= International Orthodontic Congress =

International Orthodontic Congress is a meeting held every five years where world's leading Orthodontists and allied professionals come together to discuss Orthodontic related topics. The first meeting was held in 1926 in New York City, US, and has had 8 meetings happen in its 90-year history. This is an official meeting of World Federation of Orthodontists (WFO).

==History==
1st International Orthodontic Congress was held in 1926 in New York City, US. It was the first worldwide congress ever held by a dental speciality at that time. Dr. William Fisher was the first President of the International Orthodontic Congress (IOC). He was also the President of American Society of Orthodontists (ASO). The ASO was celebrating its 25th anniversary of its founding in 1901. At that time, the International Congress consisted of fifteen orthodontic societies.

2nd International Orthodontic Congress was held in 1931 in London, England. Dr.
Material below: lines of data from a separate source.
PR #9796, opened 2023-01-18
Fix #8884 & #9460 - View lineage happens in the lineage workflow

### LINKED ISSUE #8884: Move views/DBT lineage into lineage workflow
**Issue**
Currently, lineage is divided into different workflows. On the one hand, the lineage of views and DBT is done during the metadata ingestion workflow. On the other, we are extracting the rest of the lineage in the lineage workflow. 

This could cause some issues:
- Workflows are doing more than expected.
- Confusing for the user after first ingestion since they partially have lineage in views.
- It is hard to track lineage-related issues if it is part of another workflow.

**Task**
Simplify metadata ingestion workflow by moving the extraction of the lineage of views and DBT into the lineage workflow.

### LINKED ISSUE #9460: View lineage is not working properly.
**Affected module**
 Ingestion Framework

**Describe the bug**
If we ingest Mssql(Databricks etc..) without specifying the database name, the view lineage will not get ingested.
`yield_view_lineage` function is responsible for view lineage. 
Problem is that after ingesting all databases and table `yield_view_lineage` will run, now in Mssql.py we set inspector for different databases.
so now in `yield_view_lineage`, we will get the last `set_inspector`.

**To Reproduce**

Ingest Mssql service with all databases.

**Expected behavior**
View lineage is working when we give only one database name, but it should also work when we ingest with all databases

**Version:**

 - OpenMetadata version: [0.13.1]

**Additional context**

pmbrull:
### Describe your changes :

Fix #8884
Fix #9460 

Moved the View Lineage from the metadata ingestion to the lineage workflow. Reasons:
1. We centralize lineage processing in a single place. Makes it easier to debug. The lineage was a `post_processing` at the service level anyway as it required ALL the metadata to be available.
2. There was a bug where we picked up the view definition (twice) and using the latest inspector instead of the one for each database. This simplifies the logic as we just get the tables from the API.

Further work: It would be interesting to add a query parameter for `tableType` when listing tables in the API to only fetch views in these scenarios.

#8884 also listed moving dbt lineage to the lineage workflow. The reason not to is to maintain all the catalog and manifest information when processing the lineage. Whenever we jump to grabbing lineage in cases where `A -> TMP -> B` for non-materialized models we might need the catalog nodes. If, after revisiting the dbt lineage for non-materialized models, we see that we have all the required information just in the API, then we can move it to the lineage workflow, but I would not jump to that before properly analyzing the situation.

Thanks

#
### Type of change :

- [x] Bug fix
- [x] Improvement
- [x] New feature
- [ ] Documentation

#
</p>

#
### Checklist:

#

### DIFF
--- a/ingestion/src/metadata/ingestion/source/database/common_db_source.py
+++ b/ingestion/src/metadata/ingestion/source/database/common_db_source.py
@@ -389,58 +389,6 @@ class CommonDbSourceService(
             logger.warning(f"Unexpected exception to yield table [{table_name}]: {exc}")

J.H. Badcock was the President of 2nd International Congress, in addition to helming the Presidency of European Orthodontic Society (EOS) and British Society for Study of Orthodontics (BSSO).

3rd International Orthodontic Congress was to be held in 1938 in Montreal, Canada. Due to the tensions of WWII and death of Dr. Fisher, the 3rd international congress did not take place in Montreal. For next three decades, due to Korean and Vietnam War, the organization of the Congress was further delayed. Eventually the 3rd IOC was held in 1973 in London. Dr. William J. Tulley was the President of 3rd IOC. Dr. B.F. Dewel then served as vice-president of IOC.

4th International Orthodontic Congress was held in 1995 in San Francisco, US. Dr. William H. DeKock organized the 4th IOC. During this meeting, World Federation of Orthodontists (WFO) was created. The WFO acted as an accrediting body for orthodontic specialists throughout the world. After Dr. DeKock contacted many different Orthodontic societies around the world by sending them the bylawas of WFO. Ultimately 68 national and regional orthodontic societies signed the charter of World Federation of Orthodontics in San Francisco on May 15, 1995.

5th International Orthodontic Congress was held in Chicago, US, in 2000 along with the 100th session of the American Association of Orthodontists. 6th International Orthodontic Congress was held in Paris, France, in 2005 along with Societe Francaise d’Orthopedie Dento-Faciale and Syndicate des Specialistes Francais en Orthopedie Dento-Faciale.

7th International Orthodontic Congress was held in Sydney, Australia, in 2010 and was sponsored by Australian Society of Orthodontists. 8th International Orthodontic Congress was held in London, England in 2015 and was hosted by the British Orthodontic Society. This year 20-year anniversary of WFO was also celebrated. 9th International Orthodontic Congress will be held in Yokohama, Japan, in 2020.